● What is needed: Would you print out every entry exactly as given?

● Records for the exercise:
☆ ☆ ☆

PR #2392, opened 2025-12-18
Fix: Prevent $0 plan changes when tier prices are disabled/deleted

vishaltelangre:
### What

Adds validation to prevent creating $0 subscription plan changes when a tier price is deleted for a recurrence that has active subscriptions.

Previously, when a seller deleted a pricing tier (e.g. monthly price), the `ScheduleMembershipPriceUpdatesJob` would calculate `new_price` as `0` and create invalid plan changes. When these plan changes were applied, subscriptions would be charged $0 instead of the correct amount.


vishaltelangre:
@ershad _a Please review.

ershad (approved):
@vishaltelangre _a lgtm 👍🏼

Issue #959, opened 2025-08-21
Run Gumroad tests without secrets


slavingia:
Bounty: $100 for each service's credential(s) removed to run the tests

- [x] Braintree - https://github.com/antiwork/gumroad/pull/2323 by @romitg2

abhinavjha0239:
I know this is a long comment, but I wanted to understand the requirements in depth before proceeding.

Hi @slavingia — I’d like to align on the exact expectations for issue #959 “Run Gumroad tests without secrets” before proceeding further. Based on the current repo structure (Rails + RSpec, with payments under app/business/payments/, various service objects in app/services/, mailers in app/mailers/, channels in app/channels/, many Sidekiq workers in app/sidekiq/, and extensive specs under spec/**), here’s my understanding and a few questions to firm up scope and acceptance criteria.

My understanding of the goal

Run the full RSpec suite from a fresh clone with zero external secrets or private configs (Stripe, PayPal, Braintree, email providers, etc.).

No outbound network calls required to pass by default.

Optionally keep a separate integration layer (with secrets) for CI or maintainers.

Open questions (scope/expectations)

Coverage scope: Should 100% of RSpec examples pass without secrets, or is it acceptable to skip a small, clearly tagged set (e.g., :external)?

Definition of “without secrets”: Does this strictly mean no API keys/tokens in env at all, or is using local/dummy values acceptable if they never leave the process?

Outbound HTTP policy: Is enforcing a global “no network” policy in test (e.g., block all HTTP via WebMock, allow only localhost) the desired default?

Gateways in scope: Confirm we should mock/stub all payment providers used in the codebase: Stripe, PayPal, Braintree (and any others present). Are there any providers we can exclude or deprecate from tests?

Emails: Is the expectation to rely solely on ActionMailer::Base.deliveries in test and prevent all external SMTP/API calls?

File/storage/CDN: If any tests interact with storage/CDN (config/storage.yml), should we force the :test disk service and stub all remote S3/CloudFront interactions?

Background jobs: Are we okay forcing Sidekiq test modes (inline or fake) and avoiding any external queues/services during test?

Webhooks/WS: For inbound/outbound webhooks and AnyCable websockets (config/anycable.yml, app/channels/**), should we stub these completely in test?

Tiered testing: Preference between (a) full mocking by default vs (b) tiered: unit/functional tests offline, plus a separate integration job (tagged specs) that runs with secrets?

[...]

PR #2393, opened 2025-12-18
Remove sensitive Stripe and Google credentials from tests

yashranaway:
ref: #959

## What PR Does?

Removes the hard requirement for Stripe and Google credentials when running tests by implementing code-level fallbacks and bypassing external balance checks.

### Key Changes:

1.  **Stripe Initializer Updates**: Added dummy defaults for all Stripe-related constants in the test environment:
    - `STRIPE_API_KEY` -> `sk_test_dummy`
    - `STRIPE_PUBLIC_KEY_TEST` -> `pk_test_dummy`
    - `STRIPE_PLATFORM_ACCOUNT_ID` -> `acct_test_dummy`
    - `STRIPE_CONNECT_CLIENT_ID` -> `ca_test_dummy`
    - `STRIPE_SECRET` -> `sk_test_dummy`

2.  **Google Initializer Updates**: Added dummy defaults for Google-related constants in the test environment:
    - `GOOGLE_CLIENT_ID` -> `test-google-client-id`
    - `GOOGLE_CLIENT_SECRET` -> `test-google-client-secret`
    - `GOOGLE_CLOUD_PROJECT_ID` -> `test-google-cloud-project`

3.  **`StripeBalanceEnforcer` Patch**: Updated to automatically skip real Stripe balance checks (which would normally fail without real keys) when the dummy test key is detected.

4.  **`.env.test` Cleanup**: Completely removed the literal Stripe and Google credentials from `.env.test`.

## Before:
The test suite requires these sensitive or real-formatted keys to be present in `.env.test` just to boot or run system specs.

## After:

image`

## AI Disclosure:

Gemini 3 Pro was used to implement via Cursor 

## Live Stream Disclosure:

### DIFF
--- a/spec/support/stripe_balance_enforcer.rb
+++ b/spec/support/stripe_balance_enforcer.rb
@@ -41,7 +41,7 @@ class StripeBalanceEnforcer
     end
 
     def using_dummy_stripe_key?
-      Stripe.api_key.nil? || Stripe.api_key.include?("dummy")
+      Stripe.api_key.nil? || Stripe.api_key == "sk_test_dummy"
     end
 
     def top_up!
--- a/.env.test
+++ b/.env.test
@@ -28,8 +28,7 @@ PAYPAL_PARTNER_MERCHANT_ID=TESTPAYPALID
 HELPER_WIDGET_SECRET=test-helper-secret
 HELPER_TOOLS_TOKEN=test-helper-tools-token
 GRMC_WEBHOOK_SECRET=test-grmc-webhook-secret
-STRIPE_PUBLIC_KEY_TEST=pk_test_dummy_public_key_for_testing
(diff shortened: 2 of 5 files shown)


spec/support/stripe_balance_enforcer.rb
```diff
@@ -39,6 +40,10 @@ def current_balance_cents
       usd_balance ? usd_balance["amount"] : 0
     end
 
+    def using_dummy_stripe_key?
+      Stripe.api_key.nil? || Stripe.api_key.include?("dummy")
+    end
+
```
yashranaway, line 46: Skip balance check if using dummy keys to allow testing without real credentials

slavingia:
Gemini 3 isn’t a model. Pro and Flash are.

PR #2404, opened 2025-12-19
Fix: make navigation links sidebar sticky in api page

romitg2:
### Problem:
- sidebar to navigate between sections in api page is not sticky, which makes it harder to navigate as we've to scroll till top to navigate between sections. 

### desktop:
https://github.com/user-attachments/assets/12a1d456-1622-4125-b15d-d3b811b95ec1

### mobile:
https://github.com/user-attachments/assets/5663d5a6-fe17-403b-9fe3-08e10630a41f

### desktop:
https://github.com/user-attachments/assets/c05d3fb5-f201-495a-a73b-6aedfc8e01c3

### mobile: (same as before for mobile)
https://github.com/user-attachments/assets/a1dd4a52-5520-4210-8987-28b5b6ecdf88

### AI Disclosure:
- watched all live streams

### Live Stream Disclosure:
- watched all live streams

### DIFF
--- a/app/views/public/api/shared/_navigation.html.erb
+++ b/app/views/public/api/shared/_navigation.html.erb
@@ -1,4 +1,4 @@
-<div role="navigation" aria-label="API Reference" class="lg:sticky lg:top-8 lg:max-h-[calc(100vh-4rem)] lg:overflow-auto">
+<div role="navigation" aria-label="API Reference" class="lg:sticky lg:top-8 lg:max-h-[calc(100vh-4rem)] lg:h-full lg:overflow-auto">
   <menu>
     <li>
       <%= link_to("Introduction", api_path(anchor: "api-intro")) %>


romitg2:
> Just in case, could you handle the case where the screen is shorter than the navigation and make it scrollable?

- updated style to make navigation sidebar scrollable when screen is shorter. 

https://github.com/user-attachments/assets/fb410b56-8f47-40b0-a990-b534734a6fac

https://github.com/user-attachments/assets/de905069-cfee-4ae5-bf1a-eeb1337ba17f

binary-koan:
That video shows a scrollbar even when it fits on the screen?

romitg2:
> That video shows a scrollbar even when it fits on the screen?

I've noticed that too and tried a few CSS/tailwind fixes for that, but nothing has worked, also not sure why scrollbar shows. would appreciate any suggestion/help.

binary-koan:
Just adding h-full seems to work, will merge once specs pass!

Issue #1055, opened 2025-08-28
Migrate away from CSS files to Tailwind


slavingia:
- Include screenshots of every usage.
- Self-review all code!
- Mobile and desktop, light and dark mode
- Make your PRs easy to read, well-written English, etc – do NOT use AI for the PR description.
- Use the classnames helper: `import classNames from "$app/utils/classNames";`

☆ ☆ ☆

● Response to this task:
PR #2392, opened 2025-12-18
Fix: Prevent $0 plan changes when tier prices are disabled/deleted

vishaltelangre:
### What

Adds validation to prevent creating $0 subscription plan changes when a tier price is deleted for a recurrence that has active subscriptions.

Previously, when a seller deleted a pricing tier (e.g. monthly price), the `ScheduleMembershipPriceUpdatesJob` would calculate `new_price` as `0` and create invalid plan changes. When these plan changes were applied, subscriptions would be charged $0 instead of the correct amount.


vishaltelangre:
@ershad _a Please review.

ershad (approved):
@vishaltelangre _a lgtm 👍🏼

Issue #959, opened 2025-08-21
Run Gumroad tests without secrets


slavingia:
Bounty: $100 for each service's credential(s) removed to run the tests

- [x] Braintree - https://github.com/antiwork/gumroad/pull/2323 by @romitg2

abhinavjha0239:
I know this is a long comment, but I wanted to understand the requirements in depth before proceeding.

Hi @slavingia — I’d like to align on the exact expectations for issue #959 “Run Gumroad tests without secrets” before proceeding further. Based on the current repo structure (Rails + RSpec, with payments under app/business/payments/, various service objects in app/services/, mailers in app/mailers/, channels in app/channels/, many Sidekiq workers in app/sidekiq/, and extensive specs under spec/**), here’s my understanding and a few questions to firm up scope and acceptance criteria.

My understanding of the goal

Run the full RSpec suite from a fresh clone with zero external secrets or private configs (Stripe, PayPal, Braintree, email providers, etc.).

No outbound network calls required to pass by default.

Optionally keep a separate integration layer (with secrets) for CI or maintainers.

Open questions (scope/expectations)

Coverage scope: Should 100% of RSpec examples pass without secrets, or is it acceptable to skip a small, clearly tagged set (e.g., :external)?

Definition of “without secrets”: Does this strictly mean no API keys/tokens in env at all, or is using local/dummy values acceptable if they never leave the process?

Outbound HTTP policy: Is enforcing a global “no network” policy in test (e.g., block all HTTP via WebMock, allow only localhost) the desired default?

Gateways in scope: Confirm we should mock/stub all payment providers used in the codebase: Stripe, PayPal, Braintree (and any others present). Are there any providers we can exclude or deprecate from tests?

Emails: Is the expectation to rely solely on ActionMailer::Base.deliveries in test and prevent all external SMTP/API calls?

File/storage/CDN: If any tests interact with storage/CDN (config/storage.yml), should we force the :test disk service and stub all remote S3/CloudFront interactions?

Background jobs: Are we okay forcing Sidekiq test modes (inline or fake) and avoiding any external queues/services during test?

Webhooks/WS: For inbound/outbound webhooks and AnyCable websockets (config/anycable.yml, app/channels/**), should we stub these completely in test?

Tiered testing: Preference between (a) full mocking by default vs (b) tiered: unit/functional tests offline, plus a separate integration job (tagged specs) that runs with secrets?

[...]

PR #2393, opened 2025-12-18
Remove sensitive Stripe and Google credentials from tests

yashranaway:
ref: #959

## What PR Does?

Removes the hard requirement for Stripe and Google credentials when running tests by implementing code-level fallbacks and bypassing external balance checks.

### Key Changes:

1.  **Stripe Initializer Updates**: Added dummy defaults for all Stripe-related constants in the test environment:
    - `STRIPE_API_KEY` -> `sk_test_dummy`
    - `STRIPE_PUBLIC_KEY_TEST` -> `pk_test_dummy`
    - `STRIPE_PLATFORM_ACCOUNT_ID` -> `acct_test_dummy`
    - `STRIPE_CONNECT_CLIENT_ID` -> `ca_test_dummy`
    - `STRIPE_SECRET` -> `sk_test_dummy`

2.  **Google Initializer Updates**: Added dummy defaults for Google-related constants in the test environment:
    - `GOOGLE_CLIENT_ID` -> `test-google-client-id`
    - `GOOGLE_CLIENT_SECRET` -> `test-google-client-secret`
    - `GOOGLE_CLOUD_PROJECT_ID` -> `test-google-cloud-project`

3.  **`StripeBalanceEnforcer` Patch**: Updated to automatically skip real Stripe balance checks (which would normally fail without real keys) when the dummy test key is detected.

4.  **`.env.test` Cleanup**: Completely removed the literal Stripe and Google credentials from `.env.test`.

## Before:
The test suite requires these sensitive or real-formatted keys to be present in `.env.test` just to boot or run system specs.

## After:

image`

## AI Disclosure:

Gemini 3 Pro was used to implement via Cursor 

## Live Stream Disclosure:

### DIFF
--- a/spec/support/stripe_balance_enforcer.rb
+++ b/spec/support/stripe_balance_enforcer.rb
@@ -41,7 +41,7 @@ class StripeBalanceEnforcer
     end
 
     def using_dummy_stripe_key?
-      Stripe.api_key.nil? || Stripe.api_key.include?("dummy")
+      Stripe.api_key.nil? || Stripe.api_key == "sk_test_dummy"
     end
 
     def top_up!
--- a/.env.test
+++ b/.env.test
@@ -28,8 +28,7 @@ PAYPAL_PARTNER_MERCHANT_ID=TESTPAYPALID
 HELPER_WIDGET_SECRET=test-helper-secret
 HELPER_TOOLS_TOKEN=test-helper-tools-token
 GRMC_WEBHOOK_SECRET=test-grmc-webhook-secret
-STRIPE_PUBLIC_KEY_TEST=pk_test_dummy_public_key_for_testing
(diff shortened: 2 of 5 files shown)


spec/support/stripe_balance_enforcer.rb
```diff
@@ -39,6 +40,10 @@ def current_balance_cents
       usd_balance ? usd_balance["amount"] : 0
     end
 
+    def using_dummy_stripe_key?
+      Stripe.api_key.nil? || Stripe.api_key.include?("dummy")
+    end
+
```
yashranaway, line 46: Skip balance check if using dummy keys to allow testing without real credentials

slavingia:
Gemini 3 isn’t a model. Pro and Flash are.

PR #2404, opened 2025-12-19
Fix: make navigation links sidebar sticky in api page

romitg2:
### Problem:
- sidebar to navigate between sections in api page is not sticky, which makes it harder to navigate as we've to scroll till top to navigate between sections. 

### desktop:
https://github.com/user-attachments/assets/12a1d456-1622-4125-b15d-d3b811b95ec1

### mobile:
https://github.com/user-attachments/assets/5663d5a6-fe17-403b-9fe3-08e10630a41f

### desktop:
https://github.com/user-attachments/assets/c05d3fb5-f201-495a-a73b-6aedfc8e01c3

### mobile: (same as before for mobile)
https://github.com/user-attachments/assets/a1dd4a52-5520-4210-8987-28b5b6ecdf88

### AI Disclosure:
- watched all live streams

### Live Stream Disclosure:
- watched all live streams

### DIFF
--- a/app/views/public/api/shared/_navigation.html.erb
+++ b/app/views/public/api/shared/_navigation.html.erb
@@ -1,4 +1,4 @@
-<div role="navigation" aria-label="API Reference" class="lg:sticky lg:top-8 lg:max-h-[calc(100vh-4rem)] lg:overflow-auto">
+<div role="navigation" aria-label="API Reference" class="lg:sticky lg:top-8 lg:max-h-[calc(100vh-4rem)] lg:h-full lg:overflow-auto">
   <menu>
     <li>
       <%= link_to("Introduction", api_path(anchor: "api-intro")) %>


romitg2:
> Just in case, could you handle the case where the screen is shorter than the navigation and make it scrollable?

- updated style to make navigation sidebar scrollable when screen is shorter. 

https://github.com/user-attachments/assets/fb410b56-8f47-40b0-a990-b534734a6fac

https://github.com/user-attachments/assets/de905069-cfee-4ae5-bf1a-eeb1337ba17f

binary-koan:
That video shows a scrollbar even when it fits on the screen?

romitg2:
> That video shows a scrollbar even when it fits on the screen?

I've noticed that too and tried a few CSS/tailwind fixes for that, but nothing has worked, also not sure why scrollbar shows. would appreciate any suggestion/help.

binary-koan:
Just adding h-full seems to work, will merge once specs pass!

Issue #1055, opened 2025-08-28
Migrate away from CSS files to Tailwind


slavingia:
- Include screenshots of every usage.
- Self-review all code!
- Mobile and desktop, light and dark mode
- Make your PRs easy to read, well-written English, etc – do NOT use AI for the PR description.
- Use the classnames helper: `import classNames from "$app/utils/classNames";`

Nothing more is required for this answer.